M. Lassève ? questionna Claude. Il sait, lui aussi, sans doute ? Vous vous êtes empressé de le mettre au courant probablement, M. Rocques ?

— Pour qui me prenez-vous, M. de L’Aigle ? s’écria Séverin, fort en colère. Je me suis bien gardé de faire part de mes découvertes au père adoptif de votre femme ; ce que je sais, je le garde pour moi seul et je prie Dieu que le hasard ne fasse jamais que Magdalena découvre qui… quel homme elle a épousé !

— Nous prions Dieu pour la même chose, M. Rocques, fit Claude avec un sourire qui déplut fort à son interlocuteur.

— Monsieur, s’exclama Séverin, rouge de colère, vous êtes M. de L’Aigle, le riche rentier, le presque millionnaire, dont plus d’un envie le sort… Moi, je ne suis qu’un humble et pauvre villageois… Mais, tonnerre ! Je ne changerais pas de place avec vous pour tous les biens de la terre !

— Ne prenez-vous pas la chose un peu trop au tragique, M. Rocques ? dit Claude, avec un sourire sarcastique. Après tout, si vous considériez les choses plus froidement…

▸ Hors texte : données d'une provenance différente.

PR #261, opened 2021-11-01
Add endpoint to match a user by email address & add an index on the field

barrucadu:
This will be used to implement the sniffer page in
email-alert-frontend, where we want to examine the email address the
user has just entered and do one of three things:

- Log the user in to email-alert-frontend if they're logged into the
right GOV.UK account; or

- Tell the user to sign in, if a GOV.UK account exists with the email
address they entered; or

- Fall back to the magic link method if there is no GOV.UK account for
that email address.

email-alert-frontend will use this endpoint like so:

    def match_user_by_email(email)
      response = GdsApi.match_user_by_email(
        email: @address,
        govuk_account_session: account_session_header,
      )

      if response["match"]
        :ok
      else
        :must_reauthenticate
      end
    rescue GdsApi::HTTPNotFound
      :no_account
    end

The alternative would be to add an endpoint to find a user by email
address, and then for email-alert-frontend to do something like this:

    def match_user_by_email(email)
      response = GdsApi.account_api.get_attributes(
        attributes: %w[email],
        govuk_account_session: account_session_header,
      )

      return :ok if response["values"]["email"] == email

      GdsApi.account_api.find_user_by_email(email: email)
      :must_reauthenticate
    rescue GdsApi::HTTPNotFound
      :no_account
    end

which would be slower because it makes two API calls rather than one.

---

[Trello card](https://trello.com/c/5ZoujfPL/1115-implement-email-management-account-sniffer-logic)

### DIFF
--- a/app/controllers/concerns/authenticated_api_concern.rb
+++ b/app/controllers/concerns/authenticated_api_concern.rb
@@ -1,10 +1,12 @@
 module AuthenticatedApiConcern
   extend ActiveSupport::Concern
 
+  HEADER_NAME = "HTTP_GOVUK_ACCOUNT_SESSION".freeze
+
   included do
     before_action do
       @govuk_account_session = AccountSession.deserialise(
-        encoded_session: request.headers["HTTP_GOVUK_ACCOUNT_SESSION"],
+        encoded_session: request.headers[HEADER_NAME],
         session_secret: Rails.application.secrets.session_secret,
       )
 
--- a/app/controllers/match_user_by_email_controller.rb
+++ b/app/controllers/match_user_by_email_controller.rb
@@ -1,0 +1,32 @@
+class MatchUserByEmailController < ApplicationController
+  before_action :fetch_session_if_present
+
+  def show
+    email = params.fetch(:email).downcase
+
+    if @govuk_account_session&.user&.email == email
+      render json: { match: true }
+      return
+    end
+
+    if OidcUser.where(email: email).exists?
+      render json: { match: false }
+    else
+      head :not_found
+    end
+  end
+
+private
+
+  def fetch_session_if_present
+    encoded_session = request.headers[AuthenticatedApiConcern::HEADER_NAME]
+    return unless encoded_session
+
+    @govuk_account_session = AccountSession.deserialise(
+      encoded_session: encoded_session,
+      session_secret: Rails.application.secrets.session_secret,
+    )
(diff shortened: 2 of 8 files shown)


app/controllers/concerns/authenticated_api_concern.rb
```diff
@@ -1,10 +1,12 @@
 module AuthenticatedApiConcern
   extend ActiveSupport::Concern
 
+  HEADER_NAME = "HTTP_GOVUK_ACCOUNT_SESSION".freeze
```
huwd, line 4: I generally like stuff like this broken out - but why now?
Was it just something you spotted on the way past?

huwd: Oh cool, [there's my answer](https://github.com/alphagov/account-api/pull/261/commits/6400a2ebcd34b53bafbaa4b5d8522ad1620b872e#diff-7e6894647a98a35c83ab744086a6f542f6022c2837ec1ca905ce629ec22cd5c3R22)

app/controllers/match_user_by_email_controller.rb
```diff
@@ -0,0 +1,34 @@
...
+
+    if @govuk_account_session&.user&.email == email
+      render json: { match: true }
+      return
+    end
+
+    if OidcUser.where(email: email).exists?
+      render json: { match: false }
+    else
+      head :not_found
```
huwd, line 15: So a logged in user could use this endpoint to inferr if there was another account by email, right?
We're not limiting checks to just the account that is making the query?

I guess you could do the same with our login form, and at least this way we'd have a logged in user making this request.

Should we consider rate limiting this at all?

barrucadu: email-alert-frontend has a rate limiter: https://github.com/alphagov/email-alert-frontend/blob/main/app/services/verify_subscriber_email_service.rb - we could re-use that.

And yes, this intentionally doesn't require a logged in user, because for the Taxon / Topic Updates journey we *don't* have a logged-in user at the point where we look up an email address, and I wanted this endpoint to work for both (rather than have two very-similar-but-slightly-different endpoints)

barrucadu:
I've changed this to ignore an invalid session value rather than throw an error - it's more useful in email-alert-frontend to get either `match: false` or a 404 than a 401, and `match: false` prompts reauthentication anyway.

huwd (approved):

Séverin haussa dédaigneusement les épaules, puis il répondit :

— Je ne suis pas de votre trempe, M. de L’Aigle et ne puis considérer les choses sous un aspect moins tragique… Tragique !… Ça ne saurait l’être plus, selon moi… Dans tous les cas, ne craignez pas que je dévoile ce que je sais à qui que ce soit au monde, de peur que ça arrive aux oreilles de Magdalena un jour… C’est à elle que je pense… et à la mignonne Claudette… Quel avenir pour cette enfant, si l’on apprenait ce que j’ai découvert !…

— Je vous remercie, M. Rocques, fit Claude ; je me fie à votre discrétion ; j’ai votre parole, et j’y compte.

— Adieu, Monsieur, répondit seulement Séverin. Puis, rassemblant ses outils, il quitta précipitamment la Villa Magda.